Now that you have finished restoring, you can use the source database as usual.
You can also use table partitioning to store history data. This can be done using a sliding window technique in which you rotate out file groups and archive them. See the SQL Server Books Online topic "Index and Table Partitioning" for details on using table partitioning.
Deleting a Database Snapshot
Unlike creating and reverting to a snapshot, you can delete a snapshot using either T-SQL or SQL Server Management Studio. As you have noticed by now, snapshots use variations of the database commands in T-SQL to perform their operations. This is also the case when deleting a snapshot.
Deleting a Snapshot Using T-SQL
Use the DROP DATABASE command when deleting a snapshot using T-SQL. The same restrictions exist for dropping a snapshot as with dropping any database. You will need to have all the connections cleared and have permission to drop databases in order to perform this action. To delete the snapshot we created, enter and execute the following code in a new query window. (This code is included in the sample files as DeleteSnapshot.sql.)
DROP DATABASE AdventureWorks_SBSExample1;
Deleting a Snapshot Using SQL Server Management Studio
In SQL Server Management Studio, you can delete a database snapshot the same way you would delete a normal database.
Open SQL Server Management Studio.
Expand the Database Snapshots folder in the Object Explorer.
Select the snapshot you wish to delete.
Right-click that snapshot and select Delete from the context menu. This will open the Delete Object dialog box, shown below:
You can choose to have SQL Server close connections from this dialog box by selecting the Close Existing Connections checkbox. The advantage of doing this is that the delete operation will not have to wait for transactions to complete before commencing.
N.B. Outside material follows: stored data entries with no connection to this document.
PR #259, opened 2022-10-19
Add human-readable identifier slugs to tasks

jacksonj04:
TRELLO-eiQP2Dbt

## Changes

Every task in a workflow now requires a `slug` parameter with a human-readable identifier, restricted to URL-friendly characters. These are added to the database during task-list creation, but are not yet used elsewhere in the codebase.

NB: The uniqueness of these identifiers is _not_ enforced at this point, either by the schema or the database.

## Checklist

### DIFF
--- a/app/services/task_list_creator.rb
+++ b/app/services/task_list_creator.rb
@@ -22,6 +22,7 @@ class TaskListCreator
   private def create_tasks_in_section(section_data, section)
     section_data.fetch("tasks").each_with_index do |task_data, index|
       task = Task.create(
+        slug: task_data.fetch("slug"),
         title: task_data.fetch("title"),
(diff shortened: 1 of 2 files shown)


jkempster34 (approved):
This all looks good to me, good idea adding the Regex for the slug!

Is there any consequence to having previous project slugs as `task.title.parameterize` and new slugs as the ones you have defined?

jacksonj04:
There _might_ be a future consequence, but we're going to have to address that by necessity when we start trying to build these identifiers into application logic. Since they could potentially change over time as the process changes, we either need to handle forward data migration for each project (which starts to introduce the horror of workflow versioning), or build the logic in such a way that it too is stashed along with the rest of the things needed to render a project.

PR #267, opened 2022-10-20
(686) Styled error pages

jkempster34:
### Add High Voltage for static pages
High Voltage simplifies how we add static pages.

Add the gem and configure to:
- Use "top-level routes", so that the `pages` directory will not be included.
  E.g., `http://www.example.com/privacy`, instead of
  `http://www.example.com/pages/privacy`.
- Override the PagesController so that we can have more control. E.g., applying
  authorisation if we want to.

### Add page not found error page
Add a `page not found` error page following the suggested GOV.UK Design System
pattern.

### Add internal server error page
Add an `internal server error` page following the suggested GOV.UK Design
System pattern.

## Screenshots
image

image

## Checklist


config/routes.rb
```diff
@@ -7,6 +7,10 @@
   # Static pages
   get "/privacy", to: "static_pages#privacy"
 
+  # High voltage configuration. Matches routes from the root of the domain. Uses
```
jacksonj04: Would this be better at the bottom of the stack so we don't evaluate every request for another page against this?

spec/features/users_can_view_static_pages_spec.rb
```diff
@@ -1,9 +1,10 @@
 require "rails_helper"
 
-RSpec.feature "Users can view a list of projects" do
```
jacksonj04, line 3: Nice catch

app/views/pages/internal_server_error.html.erb
```diff
@@ -0,0 +1,10 @@
+<div class="govuk-grid-row">
+  <div class="govuk-grid-column-two-thirds">
+    <h1 class="govuk-heading-l">Sorry, there is a problem with the service</h1>
+    <p class="govuk-body">Try again later.</p>
+
+    <p class="govuk-body">
+      <a href="mailto:regionalservices.rg@education.gov.uk" class="govuk-link">Contact the Regional Services support team</a> if you have any questions.
```
jacksonj04, line 7: Given that we've used this email address in a few places, is it worth making it either an env variable or baking it into a constant somewhere? I'm not sure the language file is the right place, but it definitely feels more like something we should define and reuse than just type.

jacksonj04 (approved):

PR #749, opened 2023-05-24
(Fix) Route to project openers page should be `opening`

lozette:
The route to the project openers page should be `/projects/opening`.

This was missed in an earlier commit.


beeLorna (approved):
🚀

PR #755, opened 2023-05-30
First pass at data export for funding agreement letters

beeLorna:
## Changes

This isn't the finished feature.

This work is to introduce the process of exporting projects from the openers list into a csv file.
This covers just a few basic attributes to allow us to test this against a larger number of projects within the `production environment`.

The are at least 44 attributes that will end up in the csv, so we want to make sure we have a solid foundation to work from.

### Next steps
To add in the remaining attributes once we know this is the sensible route.

## Checklist

### DIFF
--- a/app/controllers/all/opening/projects_controller.rb
+++ b/app/controllers/all/opening/projects_controller.rb
@@ -13,6 +13,19 @@ class All::Opening::ProjectsController < ApplicationController
     @date = "#{Date::MONTHNAMES[month.to_i]} #{year}"
   end
 
+  def download_csv
+    authorize Project, :index?
+
+    @projects = ProjectsFetcher.new.sorted_openers(month, year)
+    @date = "#{Date::MONTHNAMES[month.to_i]} #{year}"
+    @month = month
+    @year = year
+
+    @csv = OpeningProjectsCsvExporter.new(@projects).call
+
+    send_data @csv, filename: "opener.csv", type: :csv, disposition: "attachment"
+  end
+
   private def month
     params[:month]
   end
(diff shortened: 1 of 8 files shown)


app/models/api/members_api/client.rb
```diff
@@ -23,6 +23,13 @@ def constituency(search_term)
     end
   end
 
+  def member_for_constituency(constituency)
+    member_id = member_id(constituency).object
+    member_name = member_name(member_id).object
+    contact_details = member_contact_details(member_id).object.find { |details| details.type_id == 1 }
+    {name: member_name.name_display_as, email: contact_details.email, address_line1: contact_details.line1, address_line2: contact_details.line2, address_line3: contact_details.line3, address_postcode: contact_details.postcode}
```
lozette, line 30: We need to include lines 4 & 5 in the address as I have seen entries from the API where the address is spread over all 5 lines. Yes even when it's all the same address 😆

app/controllers/all/opening/projects_controller.rb
```diff
@@ -13,6 +13,19 @@ def revised
...
+    authorize Project, :index?
+
+    @projects = ProjectsFetcher.new.sorted_openers(month, year)
+    @date = "#{Date::MONTHNAMES[month.to_i]} #{year}"
+    @month = month
+    @year = year
+
+    @csv = OpeningProjectsCsvExporter.new(@projects).call
+
+    send_data @csv, filename: "opener.csv", type: :csv, disposition: "attachment"
```
lozette, line 26: I'd change the filename to have the month & year in it, so that the user can download multiple CSVs and not have to manually amend the filename.

lozette (dismissed):

mec (approved):
🚢

PR #760, opened 2023-06-01
Add some missing locale strings

lozette:
When looking into https://trello.com/c/6toiEBHZ we found some other missing locale strings, which were being overlooked by the i18n default behaviour (of presenting the local key in Sentence Case).


mec (approved):
🚢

This is the equivalent of sending KILL statements to all the connections to the database.
Click the OK button to delete the snapshot.
Impact on the Source Database
The source database is impacted in the following ways when database snapshots are used with it:
You will not be able to drop or detach the source database while database snapshots exist. You will have to delete the snapshots first.
You will not be able to restore the source database while database snapshots exist.
Backup operations on the source database will continue to function normally. These operations are not affected when snapshots exist.
If you revert to a snapshot, the log chain is broken and transactional log restores will not work as expected.
Files cannot be dropped from the source database until the snapshots are deleted.